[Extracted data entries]
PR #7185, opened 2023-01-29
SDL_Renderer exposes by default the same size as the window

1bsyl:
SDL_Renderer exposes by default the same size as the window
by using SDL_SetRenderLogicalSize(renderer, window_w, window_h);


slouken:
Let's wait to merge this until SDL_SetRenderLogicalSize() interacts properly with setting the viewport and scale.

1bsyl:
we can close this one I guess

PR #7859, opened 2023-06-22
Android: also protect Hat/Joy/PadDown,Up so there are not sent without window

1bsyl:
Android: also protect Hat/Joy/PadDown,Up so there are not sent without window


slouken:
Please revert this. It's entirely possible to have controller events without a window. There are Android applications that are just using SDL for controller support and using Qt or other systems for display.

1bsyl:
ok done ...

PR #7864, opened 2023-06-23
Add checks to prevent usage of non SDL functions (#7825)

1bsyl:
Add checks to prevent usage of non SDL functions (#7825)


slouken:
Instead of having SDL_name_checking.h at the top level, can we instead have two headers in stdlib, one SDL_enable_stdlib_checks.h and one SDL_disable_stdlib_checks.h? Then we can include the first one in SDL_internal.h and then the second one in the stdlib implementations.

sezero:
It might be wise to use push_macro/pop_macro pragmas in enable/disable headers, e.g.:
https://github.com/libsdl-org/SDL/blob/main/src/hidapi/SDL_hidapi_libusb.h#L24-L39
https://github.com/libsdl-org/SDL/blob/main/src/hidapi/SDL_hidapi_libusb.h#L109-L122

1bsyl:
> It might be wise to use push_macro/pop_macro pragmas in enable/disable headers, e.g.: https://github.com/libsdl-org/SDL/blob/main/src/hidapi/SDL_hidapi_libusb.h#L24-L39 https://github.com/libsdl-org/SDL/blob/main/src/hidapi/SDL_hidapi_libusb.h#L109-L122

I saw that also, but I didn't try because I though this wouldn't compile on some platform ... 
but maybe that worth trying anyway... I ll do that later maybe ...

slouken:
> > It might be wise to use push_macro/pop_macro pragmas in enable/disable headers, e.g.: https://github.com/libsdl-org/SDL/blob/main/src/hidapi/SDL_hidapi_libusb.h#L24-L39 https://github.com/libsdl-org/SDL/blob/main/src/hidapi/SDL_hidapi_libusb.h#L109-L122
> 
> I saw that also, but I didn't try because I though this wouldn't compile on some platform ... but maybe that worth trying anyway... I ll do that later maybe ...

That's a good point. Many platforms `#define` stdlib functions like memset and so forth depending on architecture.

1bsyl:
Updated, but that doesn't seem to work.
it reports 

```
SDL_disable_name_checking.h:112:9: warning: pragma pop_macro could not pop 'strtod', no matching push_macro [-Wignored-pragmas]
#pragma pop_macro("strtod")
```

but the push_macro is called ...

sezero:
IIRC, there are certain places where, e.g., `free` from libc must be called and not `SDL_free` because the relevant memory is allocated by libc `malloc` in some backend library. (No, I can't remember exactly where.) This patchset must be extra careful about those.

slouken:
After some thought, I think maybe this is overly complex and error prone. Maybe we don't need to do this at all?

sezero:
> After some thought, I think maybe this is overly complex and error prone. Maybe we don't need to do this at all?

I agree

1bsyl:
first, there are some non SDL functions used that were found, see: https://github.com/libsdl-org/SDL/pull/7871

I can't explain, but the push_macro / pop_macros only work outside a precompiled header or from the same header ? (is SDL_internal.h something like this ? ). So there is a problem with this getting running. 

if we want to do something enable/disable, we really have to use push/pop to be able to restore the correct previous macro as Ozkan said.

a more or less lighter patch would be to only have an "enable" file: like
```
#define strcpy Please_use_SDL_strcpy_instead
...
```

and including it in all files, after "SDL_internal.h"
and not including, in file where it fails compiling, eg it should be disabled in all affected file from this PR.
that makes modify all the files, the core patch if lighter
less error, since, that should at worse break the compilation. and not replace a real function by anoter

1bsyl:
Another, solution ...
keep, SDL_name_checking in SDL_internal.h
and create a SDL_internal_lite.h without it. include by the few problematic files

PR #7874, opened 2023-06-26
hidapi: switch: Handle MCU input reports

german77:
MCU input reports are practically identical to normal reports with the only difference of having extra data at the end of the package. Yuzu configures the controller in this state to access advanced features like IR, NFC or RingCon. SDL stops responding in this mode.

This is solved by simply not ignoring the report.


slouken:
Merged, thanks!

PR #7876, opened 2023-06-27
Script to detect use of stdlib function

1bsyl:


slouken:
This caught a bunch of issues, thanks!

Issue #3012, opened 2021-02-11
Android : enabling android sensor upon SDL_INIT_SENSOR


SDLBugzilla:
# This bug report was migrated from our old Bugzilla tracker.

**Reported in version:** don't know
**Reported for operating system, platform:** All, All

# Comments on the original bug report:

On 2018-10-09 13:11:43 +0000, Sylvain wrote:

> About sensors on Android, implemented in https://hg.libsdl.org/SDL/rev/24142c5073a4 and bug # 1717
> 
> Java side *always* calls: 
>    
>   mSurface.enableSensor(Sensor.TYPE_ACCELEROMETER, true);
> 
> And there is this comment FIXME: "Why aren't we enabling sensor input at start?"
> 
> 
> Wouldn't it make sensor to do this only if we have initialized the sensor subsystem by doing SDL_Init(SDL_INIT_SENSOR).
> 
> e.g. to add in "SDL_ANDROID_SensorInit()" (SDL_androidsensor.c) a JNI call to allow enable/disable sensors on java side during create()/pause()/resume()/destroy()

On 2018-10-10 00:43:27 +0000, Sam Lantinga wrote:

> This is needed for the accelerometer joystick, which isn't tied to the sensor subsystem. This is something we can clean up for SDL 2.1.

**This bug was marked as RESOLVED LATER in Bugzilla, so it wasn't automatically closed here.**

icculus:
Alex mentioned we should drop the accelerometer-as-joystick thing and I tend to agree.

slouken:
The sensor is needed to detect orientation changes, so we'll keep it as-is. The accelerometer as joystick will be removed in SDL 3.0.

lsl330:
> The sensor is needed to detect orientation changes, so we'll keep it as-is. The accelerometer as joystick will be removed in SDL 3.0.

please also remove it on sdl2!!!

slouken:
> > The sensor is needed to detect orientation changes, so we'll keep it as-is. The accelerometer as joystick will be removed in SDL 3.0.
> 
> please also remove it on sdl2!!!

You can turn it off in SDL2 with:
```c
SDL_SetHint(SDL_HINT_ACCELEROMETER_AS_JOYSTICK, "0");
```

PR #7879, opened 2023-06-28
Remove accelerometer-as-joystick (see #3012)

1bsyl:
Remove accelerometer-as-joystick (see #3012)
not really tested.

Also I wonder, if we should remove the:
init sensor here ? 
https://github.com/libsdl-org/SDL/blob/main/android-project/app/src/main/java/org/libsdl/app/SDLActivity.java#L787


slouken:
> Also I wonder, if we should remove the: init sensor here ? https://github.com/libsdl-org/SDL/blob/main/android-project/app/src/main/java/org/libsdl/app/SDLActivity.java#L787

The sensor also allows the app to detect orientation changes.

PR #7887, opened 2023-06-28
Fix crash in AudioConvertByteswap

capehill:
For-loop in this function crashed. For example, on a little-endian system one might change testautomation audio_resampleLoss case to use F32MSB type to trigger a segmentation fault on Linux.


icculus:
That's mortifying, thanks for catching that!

Task goal: Transcribe the data in full, matching every line exactly.

Completed exercise:
PR #7185, opened 2023-01-29
SDL_Renderer exposes by default the same size as the window

1bsyl:
SDL_Renderer exposes by default the same size as the window
by using SDL_SetRenderLogicalSize(renderer, window_w, window_h);


slouken:
Let's wait to merge this until SDL_SetRenderLogicalSize() interacts properly with setting the viewport and scale.

1bsyl:
we can close this one I guess

PR #7859, opened 2023-06-22
Android: also protect Hat/Joy/PadDown,Up so there are not sent without window

1bsyl:
Android: also protect Hat/Joy/PadDown,Up so there are not sent without window


slouken:
Please revert this. It's entirely possible to have controller events without a window. There are Android applications that are just using SDL for controller support and using Qt or other systems for display.

1bsyl:
ok done ...

PR #7864, opened 2023-06-23
Add checks to prevent usage of non SDL functions (#7825)

1bsyl:
Add checks to prevent usage of non SDL functions (#7825)


slouken:
Instead of having SDL_name_checking.h at the top level, can we instead have two headers in stdlib, one SDL_enable_stdlib_checks.h and one SDL_disable_stdlib_checks.h? Then we can include the first one in SDL_internal.h and then the second one in the stdlib implementations.

sezero:
It might be wise to use push_macro/pop_macro pragmas in enable/disable headers, e.g.:
https://github.com/libsdl-org/SDL/blob/main/src/hidapi/SDL_hidapi_libusb.h#L24-L39
https://github.com/libsdl-org/SDL/blob/main/src/hidapi/SDL_hidapi_libusb.h#L109-L122

1bsyl:
> It might be wise to use push_macro/pop_macro pragmas in enable/disable headers, e.g.: https://github.com/libsdl-org/SDL/blob/main/src/hidapi/SDL_hidapi_libusb.h#L24-L39 https://github.com/libsdl-org/SDL/blob/main/src/hidapi/SDL_hidapi_libusb.h#L109-L122

I saw that also, but I didn't try because I though this wouldn't compile on some platform ... 
but maybe that worth trying anyway... I ll do that later maybe ...

slouken:
> > It might be wise to use push_macro/pop_macro pragmas in enable/disable headers, e.g.: https://github.com/libsdl-org/SDL/blob/main/src/hidapi/SDL_hidapi_libusb.h#L24-L39 https://github.com/libsdl-org/SDL/blob/main/src/hidapi/SDL_hidapi_libusb.h#L109-L122
> 
> I saw that also, but I didn't try because I though this wouldn't compile on some platform ... but maybe that worth trying anyway... I ll do that later maybe ...

That's a good point. Many platforms `#define` stdlib functions like memset and so forth depending on architecture.

1bsyl:
Updated, but that doesn't seem to work.
it reports 

```
SDL_disable_name_checking.h:112:9: warning: pragma pop_macro could not pop 'strtod', no matching push_macro [-Wignored-pragmas]
#pragma pop_macro("strtod")
```

but the push_macro is called ...

sezero:
IIRC, there are certain places where, e.g., `free` from libc must be called and not `SDL_free` because the relevant memory is allocated by libc `malloc` in some backend library. (No, I can't remember exactly where.) This patchset must be extra careful about those.

slouken:
After some thought, I think maybe this is overly complex and error prone. Maybe we don't need to do this at all?

sezero:
> After some thought, I think maybe this is overly complex and error prone. Maybe we don't need to do this at all?

I agree

1bsyl:
first, there are some non SDL functions used that were found, see: https://github.com/libsdl-org/SDL/pull/7871

I can't explain, but the push_macro / pop_macros only work outside a precompiled header or from the same header ? (is SDL_internal.h something like this ? ). So there is a problem with this getting running. 

if we want to do something enable/disable, we really have to use push/pop to be able to restore the correct previous macro as Ozkan said.

a more or less lighter patch would be to only have an "enable" file: like
```
#define strcpy Please_use_SDL_strcpy_instead
...
```

and including it in all files, after "SDL_internal.h"
and not including, in file where it fails compiling, eg it should be disabled in all affected file from this PR.
that makes modify all the files, the core patch if lighter
less error, since, that should at worse break the compilation. and not replace a real function by anoter

1bsyl:
Another, solution ...
keep, SDL_name_checking in SDL_internal.h
and create a SDL_internal_lite.h without it. include by the few problematic files

PR #7874, opened 2023-06-26
hidapi: switch: Handle MCU input reports

german77:
MCU input reports are practically identical to normal reports with the only difference of having extra data at the end of the package. Yuzu configures the controller in this state to access advanced features like IR, NFC or RingCon. SDL stops responding in this mode.

This is solved by simply not ignoring the report.


slouken:
Merged, thanks!

PR #7876, opened 2023-06-27
Script to detect use of stdlib function

1bsyl:


slouken:
This caught a bunch of issues, thanks!

Issue #3012, opened 2021-02-11
Android : enabling android sensor upon SDL_INIT_SENSOR


SDLBugzilla:
# This bug report was migrated from our old Bugzilla tracker.

**Reported in version:** don't know
**Reported for operating system, platform:** All, All

# Comments on the original bug report:

On 2018-10-09 13:11:43 +0000, Sylvain wrote:

> About sensors on Android, implemented in https://hg.libsdl.org/SDL/rev/24142c5073a4 and bug # 1717
> 
> Java side *always* calls: 
>    
>   mSurface.enableSensor(Sensor.TYPE_ACCELEROMETER, true);
> 
> And there is this comment FIXME: "Why aren't we enabling sensor input at start?"
> 
> 
> Wouldn't it make sensor to do this only if we have initialized the sensor subsystem by doing SDL_Init(SDL_INIT_SENSOR).
> 
> e.g. to add in "SDL_ANDROID_SensorInit()" (SDL_androidsensor.c) a JNI call to allow enable/disable sensors on java side during create()/pause()/resume()/destroy()

On 2018-10-10 00:43:27 +0000, Sam Lantinga wrote:

> This is needed for the accelerometer joystick, which isn't tied to the sensor subsystem. This is something we can clean up for SDL 2.1.

**This bug was marked as RESOLVED LATER in Bugzilla, so it wasn't automatically closed here.**

icculus:
Alex mentioned we should drop the accelerometer-as-joystick thing and I tend to agree.

slouken:
The sensor is needed to detect orientation changes, so we'll keep it as-is. The accelerometer as joystick will be removed in SDL 3.0.

lsl330:
> The sensor is needed to detect orientation changes, so we'll keep it as-is. The accelerometer as joystick will be removed in SDL 3.0.

please also remove it on sdl2!!!

slouken:
> > The sensor is needed to detect orientation changes, so we'll keep it as-is. The accelerometer as joystick will be removed in SDL 3.0.
> 
> please also remove it on sdl2!!!

You can turn it off in SDL2 with:
```c
SDL_SetHint(SDL_HINT_ACCELEROMETER_AS_JOYSTICK, "0");
```

PR #7879, opened 2023-06-28
Remove accelerometer-as-joystick (see #3012)

1bsyl:
Remove accelerometer-as-joystick (see #3012)
not really tested.

Also I wonder, if we should remove the:
init sensor here ? 
https://github.com/libsdl-org/SDL/blob/main/android-project/app/src/main/java/org/libsdl/app/SDLActivity.java#L787


slouken:
> Also I wonder, if we should remove the: init sensor here ? https://github.com/libsdl-org/SDL/blob/main/android-project/app/src/main/java/org/libsdl/app/SDLActivity.java#L787

The sensor also allows the app to detect orientation changes.

PR #7887, opened 2023-06-28
Fix crash in AudioConvertByteswap

capehill:
For-loop in this function crashed. For example, on a little-endian system one might change testautomation audio_resampleLoss case to use F32MSB type to trigger a segmentation fault on Linux.


icculus:
That's mortifying, thanks for catching that!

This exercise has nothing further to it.